Before we say l’hitraot, I want you to look around at your classmates’ faces.  If you look at each other, you see a microcosm of the Jewish people in its diversity.

Some of you are dark skinned.  Others are light skinned.  Some of you look Sephardi.  Others look Ashkenazi.  Some of you are Israeli born.  Some of you have Russian speaking parents.  Some of you have South African parents; and some of you have parents that come from my country, the one brings us Donald Trump, the USA!  Some of you belong to Orthodox schuls; others belong to Conservative synagogues and some Reform temples.

TanenbaumCHAT is a place where the silos come down and the labels vanish.  It’s a place where students encounter classmates who are unlike them and yet everyone studies together, celebrates together, laughs together and lives together.

Unfortunately, the reality of the rest of the Jewish world is that it is divided–between hawks and doves in Israeli politics, between Ashkenazim and Sephardim, between Orthodox and non-Orthodox, between those in favour of women rabbis and those against.

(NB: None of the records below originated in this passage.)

PR #319, opened 2015-03-28
Add log window (fixes #311).

### LINKED ISSUE #311: Show Syncthing log
Let the user see the output of Syncthing in a window (with text that can be copy/pasted and shared).

Zillode:
Adds a Syncthing log and an ADB logcat window. There is also a share button.

Not sure about ```LogActivity.logger``` but referencing from LogActivity to a SyncthingRunnable was easier this way.

Feel free to comment

### DIFF
--- a/src/main/AndroidManifest.xml
+++ b/src/main/AndroidManifest.xml
@@ -25,7 +25,6 @@
             android:launchMode="singleTop">
             <intent-filter>
                 <action android:name="android.intent.action.MAIN" />
-
                 <category android:name="android.intent.category.LAUNCHER" />
             </intent-filter>
         </activity>
@@ -43,6 +42,14 @@
             <meta-data
                 android:name="android.support.PARENT_ACTIVITY"
                 android:value=".activities.MainActivity" />
+        </activity>
+        <activity
+            android:name=".activities.LogActivity"
+            android:label="@string/log_title"
+            android:parentActivityName=".activities.SettingsActivity">
+            <meta-data
+                android:name="android.support.PARENT_ACTIVITY"
+                android:value=".activities.SettingsActivity" />
         </activity>
 
         <service android:name=".syncthing.SyncthingService" />
--- a/src/main/java/com/nutomic/syncthingandroid/activities/LogActivity.java
+++ b/src/main/java/com/nutomic/syncthingandroid/activities/LogActivity.java
@@ -1,0 +1,161 @@
+package com.nutomic.syncthingandroid.activities;
+
+import android.content.Intent;
+import android.os.AsyncTask;
+import android.os.Bundle;
+import android.support.v7.widget.ShareActionProvider;
+import android.util.Log;
+import android.view.Menu;
+import android.view.MenuInflater;
+import android.view.MenuItem;
+import android.widget.EditText;
+
+import android.support.v4.view.MenuItemCompat;
+import android.widget.ScrollView;
+import android.widget.TextView;
+
+import com.nutomic.syncthingandroid.R;
+
+import java.io.BufferedReader;
+import java.io.DataOutputStream;
+import java.io.IOException;
+import java.io.InputStreamReader;
+
+/**
+ * Shows the log information from Syncthing.
+ */
+public class LogActivity extends SyncthingActivity {
+
+    private final static String TAG = "LogActivity";
+
+    private TextView mLog;
+    private boolean mSyncthingLog = true;
+    private AsyncTask mFetchLogTask;
+    private ScrollView mScrollView;
+    private Intent mShareIntent;
+
+    /**
+     * Initialize Log.
+     */
+    @Override
+    public void onCreate(Bundle savedInstanceState) {
+        super.onCreate(savedInstanceState);
+
+        setContentView(R.layout.log_activity);
+        getSupportActionBar().setDisplayHomeAsUpEnabled(true);
+
+        if (savedInstanceState != null) {
+            mSyncthingLog = savedInstanceState.getBoolean("syncthingLog");
+            invalidateOptionsMenu();
+        }
+
+        mLog = (TextView) findViewById(R.id.log);
+        mScrollView = (ScrollView) findViewById(R.id.scroller);
+
+        updateLog();
+    }
+
+    @Override
+    protected void onSaveInstanceState(Bundle outState) {
+        super.onSaveInstanceState(outState);
+        outState.putBoolean("syncthingLog", mSyncthingLog);
+    }
+
+    @Override
+    public boolean onCreateOptionsMenu(Menu menu) {
+        MenuInflater inflater = getMenuInflater();
+        inflater.inflate(R.menu.log_list, menu);
+
+        // Add the share button
+        MenuItem shareItem = menu.findItem(R.id.menu_share);
+        shareItem.setTitle(mSyncthingLog ? R.string.log_android_title : R.string.log_syncthing_title);
+        ShareActionProvider actionProvider = (ShareActionProvider) MenuItemCompat.getActionProvider(shareItem);
+        mShareIntent = new Intent();
+        mShareIntent.setAction(Intent.ACTION_SEND);
+        mShareIntent.setType("text/plain");
+        mShareIntent.putExtra(android.content.Intent.EXTRA_TEXT, mLog.getText());
+        actionProvider.setShareIntent(mShareIntent);
+
+        return true;
+    }
+
+    @Override
+    public boolean onOptionsItemSelected(MenuItem item) {
+        switch (item.getItemId()) {
+            case R.id.switch_logs:
+                mSyncthingLog = !mSyncthingLog;
+                item.setTitle(mSyncthingLog ? R.string.log_android_title : R.string.log_syncthing_title);
+                updateLog();
+                return true;
+            default:
+                return super.onOptionsItemSelected(item);
+        }
+    }
+
+    private void scrollToBottom() {
+        mScrollView.post(new Runnable() {
+            @Override
+            public void run() {
+                mScrollView.scrollTo(0, mLog.getBottom());
+            }
+        });
+    }
+
+    private void updateLog() {
+        if (mFetchLogTask != null)
+            mFetchLogTask.cancel(true);
+        mLog.setText("Retrieving logs...");
+        mFetchLogTask = new AsyncTask<Void, Void, String>() {
+            @Override
+            protected String doInBackground(Void... params) {
+                return getLog(mSyncthingLog);
+            }
+            @Override
+            protected void onPostExecute(String log) {
+                mLog.setText(log);
+                if (mShareIntent != null)
+                    mShareIntent.putExtra(android.content.Intent.EXTRA_TEXT, log);
+                scrollToBottom();
+            }
+        }.execute();
+    }
+
+    private String getLog(final boolean syncthingLog) {
+        Process process = null;
+        DataOutputStream pOut = null;
+        try {
+            ProcessBuilder pb;
+            if (syncthingLog) {
+                pb = new ProcessBuilder("/system/bin/logcat", "-t", "300", "-s", "SyncthingNativeCode");
+            } else {
+                pb = new ProcessBuilder("/system/bin/logcat", "-t", "300", "'*'");
+            }
+            pb.redirectErrorStream(true);
+            process = pb.start();
+            BufferedReader bufferedReader = new BufferedReader(
+                    new InputStreamReader(process.getInputStream()), 8192);
+            StringBuilder log = new StringBuilder();
+            String line = "";
+            while ((line = bufferedReader.readLine()) != null) {
+                log.append(line);
+                log.append(System.getProperty("line.separator"));
+            }
+            return log.toString();
+        } catch (IOException e) {
+            Log.w(TAG, "Error reading Android log", e);
+        } finally {
+            try {
+                if (pOut != null) {
+                    pOut.close();
+                }
+            } catch (IOException e) {
+                Log.w(TAG, "Failed to close shell stream", e);
+            }
+            if (process != null) {
+                process.destroy();
+            }
+        }
+        return "";
+    }
+
+}
--- a/src/main/java/com/nutomic/syncthingandroid/activities/SettingsActivity.java
+++ b/src/main/java/com/nutomic/syncthingandroid/activities/SettingsActivity.java
@@ -43,7 +43,7 @@ public class SettingsActivity extends SyncthingActivity {
         if (savedInstanceState != null) {
             mFragment = fm.getFragment(savedInstanceState,
                     savedInstanceState.getString("fragment_name"));
-        } else {
+        } else if (getIntent().getAction() != null) {
             switch (getIntent().getAction()) {
                 case ACTION_APP_SETTINGS_FRAGMENT:
                     setTitle(R.string.settings_title);
@@ -65,6 +65,9 @@ public class SettingsActivity extends SyncthingActivity {
                     throw new IllegalArgumentException(
                             "You must provide the requested fragment type as an extra.");
             }
+        } else{
+            setTitle(R.string.settings_title);
+            mFragment = new SettingsFragment();
         }
 
         fm.beginTransaction()
--- a/src/main/java/com/nutomic/syncthingandroid/syncthing/SyncthingRunnable.java
+++ b/src/main/java/com/nutomic/syncthingandroid/syncthing/SyncthingRunnable.java
@@ -9,7 +9,6 @@ import android.util.Log;
 
 import java.io.BufferedReader;
 import java.io.DataOutputStream;
-import java.io.File;
 import java.io.IOException;
 import java.io.InputStream;
 import java.io.InputStreamReader;
@@ -21,7 +20,7 @@ public class SyncthingRunnable implements Runnable {
 
     private static final String TAG = "SyncthingRunnable";
 
-    private static final String TAG_IONICE = "SyncthingRunnable-IoNice";
+    private static final String TAG_IONICE = "SyncthingRunnableIoNice";
 
     private static final String TAG_NATIVE = "SyncthingNativeCode";
 
@@ -134,6 +133,7 @@ public class SyncthingRunnable implements Runnable {
      * Logs the outputs of a stream to logcat and mNativeLog.
      *
      * @param is The stream to log.
+     * @param priority The priority level.
      */
     private void log(final InputStream is, final int priority) {
         new Thread(new Runnable() {
@@ -149,7 +149,7 @@ public class SyncthingRunnable implements Runnable {
                 } catch (IOException e) {
                     // NOTE: This is sometimes called on shutdown, as
                     // Process.destroy() closes the stream.
-                    Log.w(TAG, "Failed to read syncthing command line output", e);
+                    Log.w(TAG, "Failed to read Syncthing's command line output", e);
                 }
             }
         }).start();
--- a/src/main/res/layout/log_activity.xml
+++ b/src/main/res/layout/log_activity.xml
@@ -1,0 +1,24 @@
+<?xml version="1.0" encoding="utf-8"?>
+
+<RelativeLayout xmlns:android="http://schemas.android.com/apk/res/android"
+    android:layout_width="match_parent"
+    android:layout_height="match_parent">
+
+    <ScrollView
+        android:id="@+id/scroller"
+        android:layout_width="fill_parent"
+        android:layout_height="fill_parent"
+        android:scrollbars="vertical"
+        android:fillViewport="true">
+
+        <TextView
+            android:id="@+id/log"
+            android:gravity="top"
+            android:textSize="10sp"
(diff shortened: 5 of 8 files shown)


Zillode:
(also logging to a file would be hard as it is written and read at the same time).

src/main/res/layout/log_activity.xml
```diff
@@ -0,0 +1,13 @@
+<?xml version="1.0" encoding="utf-8"?>
+
+<RelativeLayout xmlns:android="http://schemas.android.com/apk/res/android"
+    android:layout_width="match_parent"
+    android:layout_height="match_parent">
+
+    <EditText
```
Nutomic: Any reason you're using an EditText? This shows autocomplete errors and lets the user change stuff. TextView should be fine. Also, text is weirdly centered, you should probably use `gravity=top`.

src/main/res/menu/log_list.xml
```diff
@@ -0,0 +1,16 @@
...
+
+    <item
+        android:id="@+id/switch_logs"
+        android:title="@string/log_android_title"
+        app:showAsAction="always" />
+
+    <item
+        android:id="@+id/share"
+        android:title="@string/share_title"
+        app:showAsAction="always" />
```
Nutomic: Use the *share* icon ;)

src/main/java/com/nutomic/syncthingandroid/activities/LogActivity.java
```diff
@@ -0,0 +1,70 @@
...
+    public void onCreate(Bundle savedInstanceState) {
+        super.onCreate(savedInstanceState);
+
+        setContentView(R.layout.log_activity);
+        getSupportActionBar().setDisplayHomeAsUpEnabled(true);
+
+        mLog = (EditText) findViewById(R.id.log);
+        mLog.setText(logger.getLog());
+    }
+
```
Nutomic: Needs to implement `onSaveInstanceState()` and save/restore android/native log state.

src/main/java/com/nutomic/syncthingandroid/util/Logger.java
```diff
@@ -0,0 +1,54 @@
...
+        while (it.hasNext()) {
+            sb.append(it.next());
+            sb.append("\n");
+        }
+        return sb.toString();
+    }
+
+    public String getAndroidLog() {
+        try {
+            Process process = Runtime.getRuntime().exec("logcat -d '*:d'");
```
Nutomic: I'd do `SyncthingNativeCode:s`, or we have that twice. Though it may also be useful, not sure.

Also, comment your class/methods :p

src/main/java/com/nutomic/syncthingandroid/util/Logger.java
```diff
@@ -0,0 +1,54 @@
...
+                    new InputStreamReader(process.getInputStream()));
+            StringBuilder log = new StringBuilder();
+            String line = "";
+            while ((line = bufferedReader.readLine()) != null) {
+                log.append(line);
+                log.append("\n");
+            }
+            return log.toString();
+        }
+        catch (IOException e) {}
```
Nutomic: Log this please :)

src/main/java/com/nutomic/syncthingandroid/util/Logger.java
```diff
@@ -0,0 +1,54 @@
...
+
+import java.io.BufferedReader;
+import java.io.IOException;
+import java.io.InputStreamReader;
+import java.util.Iterator;
+import java.util.LinkedList;
+
+public class Logger {
+
+    private final static String TAG = "Logger";
```
Nutomic: I'd put this in `SyncthingService`, pass it to `SyncthingRunnable` in constructor, and provide a getter method (probably just returning the entire log string).

`getAndroidLog()` can go into the Activity imo.

Nutomic:
Actually, this should be way easier: Just run `logcat -s SyncthingNativeCode:v` for the native logging, and let Android handle the storage etc. Maybe do a string.replace() on the log tags.

src/main/res/menu/log_list.xml
```diff
@@ -0,0 +1,17 @@
...
+    <item
+        android:id="@+id/switch_logs"
+        android:title="@string/log_android_title"
+        bwq:showAsAction="always" />
+
+      <item
+        android:id="@+id/menu_share"
+        android:title="@string/share_title"
+        bwq:actionProviderClass="android.support.v7.widget.ShareActionProvider"
+        bwq:showAsAction="always" />
```
Nutomic: What does `bwq` stand for? I've just used `app` in the other menus.

Also, what does the action provider do exactly?

src/main/java/com/nutomic/syncthingandroid/syncthing/SyncthingRunnable.java
```diff
@@ -7,6 +7,8 @@
 import android.preference.PreferenceManager;
 import android.util.Log;
 
+import com.nutomic.syncthingandroid.activities.LogActivity;
```
Nutomic: Ctrl + Alt + O to optimize imports ;)

Nutomic:
From testing, the toggle seems a bit slow, you should use an AsyncTask. Also, there's still no saveInstanceState. Scrollbar would be nice if possible. And parent activity is wrong, should be SettingsActivity.

I do like the idea :)

src/main/java/com/nutomic/syncthingandroid/activities/LogActivity.java
```diff
@@ -0,0 +1,205 @@
...
+    private void scrollToBottom() {
+        mScrollView.post(new Runnable() {
+            @Override
+            public void run() {
+                mScrollView.scrollTo(0, mLog.getBottom());
+            }
+        });
+    }
+
+    private void updateLog() {
```
Nutomic: No need for a function, just make an inner class `UpdateLogTask` (like in `SyncthinkService`). 

Also, `getSyncthingLog()` and `getAndroidLog()` seem to have quite some duplicate code. I would just put that in `doInBackground()` and make an if to choose the logcat command/parameters.

src/main/java/com/nutomic/syncthingandroid/activities/LogActivity.java
```diff
@@ -0,0 +1,205 @@
...
+     */
+    @Override
+    public void onCreate(Bundle savedInstanceState) {
+        super.onCreate(savedInstanceState);
+
+        setContentView(R.layout.log_activity);
+        getSupportActionBar().setDisplayHomeAsUpEnabled(true);
+
+        if (savedInstanceState != null) {
+            syncthingLog = savedInstanceState.getBoolean("syncthingLog");
```
Nutomic: You also need to update the text of the menu button here.

src/main/java/com/nutomic/syncthingandroid/activities/SettingsActivity.java
```diff
@@ -65,6 +65,9 @@ protected void onCreate(Bundle savedInstanceState) {
                     throw new IllegalArgumentException(
                             "You must provide the requested fragment type as an extra.");
             }
+        } else {
+            setTitle(R.string.settings_title);
+            mFragment = new SettingsFragment();
```
Nutomic: What are the changes in this file about? They're definitely not needed for the LogActivity.

src/main/java/com/nutomic/syncthingandroid/activities/LogActivity.java
```diff
@@ -0,0 +1,205 @@
...
+        if (fetchLogTask != null)
+            fetchLogTask.cancel(true);
+        mLog.setText("Retrieving logs...");
+        fetchLogTask = new AsyncTask<Void, Void, String>() {
+            @Override
+            protected String doInBackground(Void... params) {
+                if (syncthingLog) {
+                    return getSyncthingLog();
+                } else {
+                    return getAndroidLog();
```
Nutomic: `getAndroidLog()` seems to be stuck loading forever. Did you forget a parameter or something? (should be fixed by the above anyway).

Zillode:
@st-jenkins test this please

src/main/java/com/nutomic/syncthingandroid/activities/LogActivity.java
Zillode: - k
- Not sure, there are some subtle differences, like L135, L141-142 and L144-147, I don't think adding three if in one complex method would help here.

src/main/java/com/nutomic/syncthingandroid/activities/LogActivity.java
Zillode: Not sure why it is that slow sometimes

src/main/java/com/nutomic/syncthingandroid/activities/LogActivity.java
Zillode: Hmm, on a second thought, a function allows me to automatically cancel the running task. If I extend from AsyncTask I need to duplicate code which could be easily forgotten.

src/main/java/com/nutomic/syncthingandroid/activities/LogActivity.java
```diff
@@ -0,0 +1,205 @@
...
+            pOut = new DataOutputStream(process.getOutputStream());
+            BufferedReader bufferedReader = new BufferedReader(
+                    new InputStreamReader(process.getInputStream()));
+            pOut.writeBytes("logcat -d -t 500 '*:s' 'SyncthingNativeCode:d'\n");
+            pOut.writeBytes("exit\n");
+            pOut.flush();
+            process.waitFor();
+            StringBuilder log = new StringBuilder();
+            String line = "";
+            bufferedReader.readLine(); // Skip "--------- beginning of system"
```
Nutomic: I wouldn't even do this, no one cares.

src/main/java/com/nutomic/syncthingandroid/activities/LogActivity.java
```diff
@@ -0,0 +1,168 @@
...
+     */
+    @Override
+    public void onCreate(Bundle savedInstanceState) {
+        super.onCreate(savedInstanceState);
+
+        setContentView(R.layout.log_activity);
+        getSupportActionBar().setDisplayHomeAsUpEnabled(true);
+
+        if (savedInstanceState != null) {
+            mSyncthingLog = savedInstanceState.getBoolean("syncthingLog");
```
Nutomic: You still need to restore the correct button text.

Zillode: No, there is no access to the 'item' here and onCreateOptionsMenu is automatically called afterwards, which sets the correct title

src/main/java/com/nutomic/syncthingandroid/activities/LogActivity.java
```diff
@@ -0,0 +1,168 @@
...
+    private String getLog(final boolean syncthingLog) {
+        Process process = null;
+        DataOutputStream pOut = null;
+        try {
+            ProcessBuilder pb;
+            if (syncthingLog) {
+                pb = new ProcessBuilder("/system/bin/logcat", "-t", "300", "-s", "SyncthingNativeCode");
+            } else {
+                pb = new ProcessBuilder("/system/bin/logcat", "-t", "300", "'*'");
+            }
```
Nutomic: The logcat path should be a constant. Also, this is the perfect use for ternary operator imo.

src/main/java/com/nutomic/syncthingandroid/activities/LogActivity.java
```diff
@@ -0,0 +1,168 @@
...
+            protected void onPostExecute(String log) {
+                mLog.setText(log);
+                if (mShareIntent != null)
+                    mShareIntent.putExtra(android.content.Intent.EXTRA_TEXT, log);
+                scrollToBottom();
+            }
+        }.execute();
+    }
+
+    private String getLog(final boolean syncthingLog) {
```
Nutomic: Docstring please :p

src/main/res/values/strings.xml
```diff
@@ -314,6 +320,25 @@ Please report any problems you encounter via Github.</string>
...
+    <string name="log_title">Log</string>
+
+    <!-- Title of the "log android" menu button -->
+    <string name="log_android_title">View Android Log</string>
+
+    <!-- Title of the "log Syncthing" menu button -->
+    <string name="log_syncthing_title">View Syncthing Log</string>
+
+    <!-- Title of the "share log" menu action -->
+    <string name="share_log_title">Share log</string>
```
Nutomic: Log should be upper case :D

src/main/java/com/nutomic/syncthingandroid/activities/LogActivity.java
```diff
@@ -0,0 +1,168 @@
...
+
+    @Override
+    public boolean onOptionsItemSelected(MenuItem item) {
+        switch (item.getItemId()) {
+            case R.id.switch_logs:
+                mSyncthingLog = !mSyncthingLog;
+                if (mSyncthingLog) {
+                    item.setTitle(R.string.log_android_title);
+                } else {
+                    item.setTitle(R.string.log_syncthing_title);
```
Nutomic: Also works with a ternary operator: `setTitle((cond) ? title1 : title2)`

src/main/java/com/nutomic/syncthingandroid/activities/LogActivity.java
Nutomic: Have you tried that? On my phone, I definitely get the wrong text.

src/main/java/com/nutomic/syncthingandroid/activities/LogActivity.java
Zillode: Is this a no go without ternary? Golang devs decided not to support ternary operators because they (easily) introduce unreadable/broken code. After spending some time in Go, I actually like their reasoning, keep it super simple and stupid, without fancyness

src/main/java/com/nutomic/syncthingandroid/activities/LogActivity.java
Zillode: returns the log as a string?
This is simply duplicating the function definition: "String" "getLog"

src/main/java/com/nutomic/syncthingandroid/activities/LogActivity.java
Zillode: Yes, I added L79 for this

Nutomic: `Intent.putExtra()`? All you need to do is call `invalidateOptionsMenu()`.

src/main/java/com/nutomic/syncthingandroid/activities/LogActivity.java
Nutomic: Hm that's right, it's just that the method is a bit long at first glance. Can you make the AsyncTask an inner class instead?

src/main/java/com/nutomic/syncthingandroid/activities/LogActivity.java
Nutomic: Well it does help avoid some code duplication, but I can live without it,

src/main/java/com/nutomic/syncthingandroid/activities/LogActivity.java
Zillode: No because you couldn't cancel mFetchLogTask in that manner.

src/main/java/com/nutomic/syncthingandroid/activities/SettingsActivity.java
Zillode: Yes they are, because Log is an activity and has a 'return' behavior to go to SettingsActivity. Therefore it will be started with an empty action intent.

src/main/java/com/nutomic/syncthingandroid/activities/LogActivity.java
Nutomic: You can still assign it to a variable (what I mean is `private class MyAsyncTask extends AsyncTask`).

src/main/java/com/nutomic/syncthingandroid/activities/LogActivity.java
```diff
@@ -0,0 +1,161 @@
...
+            }
+            pb.redirectErrorStream(true);
+            process = pb.start();
+            BufferedReader bufferedReader = new BufferedReader(
+                    new InputStreamReader(process.getInputStream()), 8192);
+            StringBuilder log = new StringBuilder();
+            String line = "";
+            while ((line = bufferedReader.readLine()) != null) {
+                log.append(line);
+                log.append(System.getProperty("line.separator"));
```
Nutomic: Is there any reason you can't use `\n`? :o

src/main/AndroidManifest.xml
```diff
@@ -44,6 +44,18 @@
...
                 android:value=".activities.MainActivity" />
         </activity>
+        <activity
+            android:name=".activities.LogActivity"
+            android:label="@string/log_title"
+            android:parentActivityName=".activities.SettingsActivity">
+            <intent-filter>
+                <action android:name=".activities.LogActivity" />
+                <category android:name="android.intent.category.DEFAULT" />
+            </intent-filter>
```
Nutomic: The intent filter shouldn't be needed.

src/main/java/com/nutomic/syncthingandroid/activities/LogActivity.java
Zillode: This whole class is about logging and you want to add another class?
This is overkill and adds an extra level of indirection (vtable).
You should prepare for many more code like this with the introduction of lambdas in Java 8.

src/main/java/com/nutomic/syncthingandroid/activities/LogActivity.java
Zillode: http://stackoverflow.com/questions/12987451/system-getpropertyline-separator-vs-n-for-android

src/main/java/com/nutomic/syncthingandroid/activities/LogActivity.java
Nutomic: We're optimizing for humans, not for the compiler. I'm pretty sure the compiler can make the same code from both, but one is much easier to read.

And lambdas are different because they have little to no boilerplate code.

src/main/res/xml/app_settings.xml
```diff
@@ -119,6 +119,13 @@
         android:title="@string/category_about">
 
         <Preference
+            android:title="@string/open_log"
+            android:summary="@string/open_log_summary">
+            <intent
+                android:action=".activities.LogActivity" />
```
Nutomic: Needs to be this:
```
            <intent
                android:action="android.intent.action.VIEW"
                android:targetPackage="com.nutomic.syncthingandroid"
                android:targetClass="com.nutomic.syncthingandroid.activities.LogActivity"
                android:data="open_source_licenses" />
```

Unfortunately, this doesn't work in debug builds, because we change the package name there. So the best solution is probably to send the intent from Java.

src/main/java/com/nutomic/syncthingandroid/activities/LogActivity.java
```diff
@@ -0,0 +1,161 @@
...
+            }
+            return log.toString();
+        } catch (IOException e) {
+            Log.w(TAG, "Error reading Android log", e);
+        } finally {
+            try {
+                if (pOut != null) {
+                    pOut.close();
```
Nutomic: pOut seems to be unused.

src/main/java/com/nutomic/syncthingandroid/activities/LogActivity.java
```diff
@@ -0,0 +1,161 @@
...
+
+/**
+ * Shows the log information from Syncthing.
+ */
+public class LogActivity extends SyncthingActivity {
+
+    private final static String TAG = "LogActivity";
+
+    private TextView mLog;
+    private boolean mSyncthingLog = true;
```
Nutomic: I'm not sure what the problem is, but this still doesn't work right with device rotation.

It doesn't help that `mSyncthingLog == true` indnicates "View Android Log" and It doesn't help that `mSyncthingLog == false` indnicates "View Syncthing Log", you should rename this.

Zillode: No because it shows the syncthing log if it equals true. The button is meant to switch to the other state.

Nutomic:
Why did you close this?

src/main/res/xml/app_settings.xml
Zillode: If you keep the intent filter I added before it works as intended.

Zillode:
Because there were too many changes in other branches. I like to have one build with all features enabled to properly test it. My [master branch](https://github.com/zillode/syncthing-android/) is stable for v0.11

src/main/res/xml/app_settings.xml
Nutomic: Okay I guess this is alright. I just don't completely understand the `DEFAULT` intent category.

Recently, the Kotel in Jerusalem became a battleground again between groups of Jews. A group that had gotten permission to hold an egalitarian minyan was jostled and harassed by a group of Jews who oppose egalitarianism.  It was ugly.

But it’s not just Israel.  Here in North America, we live in a world where the typical Jew in a Reform temple never meets an Orthodox Jew, and the typical Jew in an Orthodox synagogue never meets a Reform or Conservative Jew.  We live in a world where it’s more likely that a non-Jew will be asked to speak from the synagogue pulpit than a rabbi from another denomination.

When you have no first-hand experience of another person’s viewpoint, when you never have a conversation with people who define their Jewish identity differently, you only know each other by stereotypes.

Not so at TanenbaumCHAT.

Under one roof at TanenbaumCHAT, you can meet an observant Jew, a questioning Jew, a liberal Jew who dreams of a day when Jews and Arabs will live together in peace, and a right wing Jew who believes that Israel must be strong and on guard against the Arabs every moment of the day–and that’s just one student!

At TanenbaumCHAT, you have met fellow classmates who observe shabbat differently and eat differently and pray differently.  And sometimes this may have made you feel uncomfortable.

But I hope it also taught you to see the world through the eyes of someone else.  I hope it helped you understand your own convictions better and that despite our differences, we are part of one faith and one family with one fate.

Let me tell you a brief story about the benefits of first hand experience with people who hold different ideological or political views.  There’s a rivalry that’s heating up now in Israeli politics between Prime Minister Netanyahu and a former Prime Minister Ehud Barak.  Netanyahu is from Likkud and Barak from Labor.  Netanyahu’s politics are right of center, and Ehud Barak’s are left of center.

The last time Ehud Barak challenged Benjamin Netanyahu’s candidacy, it was 1999.  Netanyahu was the incumbent, and Ehud Barak beat him.  Journalists and political commentators had expected it to be one of the dirtiest campaigns for PM.  But it wasn’t. It was one of the most civil.

And I’ll tell you why.

In 1972, there was a Sabena Airlines jetliner that was hijacked to Israel by some Palestinian terrorists who threatened to blow up the plane with all the passengers on board.  A brave group of Israeli commandos from Sayeret Matkal, the Israeli equivalent of the American Delta Force, dressed up in overalls and pretended to be airplane mechanics.

They charged the plane, rescued the passengers, and neutralized the terrorists.  The commander was a 30 year old man named Ehud Barak, and one of the members of that elite unit was a 22 year old young man named Bibi Netanyahu.

When two people risk their lives on a joint mission, they’re not the same again.  It’s hard to demonize and malign and mock another person after an experience like that.  They don’t see each other as Likudniks and Labor, hawks and doves.  They see each other as much more than any label can describe:  they see each other as human beings–complex, conflicted, committed.

That’s the beauty and uniqueness of the TanenbaumCHAT experience.  Whether in classes or during extracurricular activities, you have met and have made friends with classmates whose Jewish lives are very different from your own.  You’ve made friends with classmates who aren’t necessarily any less passionate or committed.

Imagine a Jewish world where Jews who interpret our tradition in diverse ways, would listen to, learn from, and honour each other.  Imagine a Jewish world where those who affiliate with a movement realized that the biggest danger that faces the Jewish community isn’t the encounter with people they disagree with but the fact that there are so many Jews who don’t want to participate in the conversation at all.

Imagine a Jewish world that mirrored the large tent of TanenbaumCHAT.  You’ve experienced and appreciated that kind of world at TanenbaumCHAT. Now, go out and help shape the Jewish community of tomorrow to appreciate and mirror it too.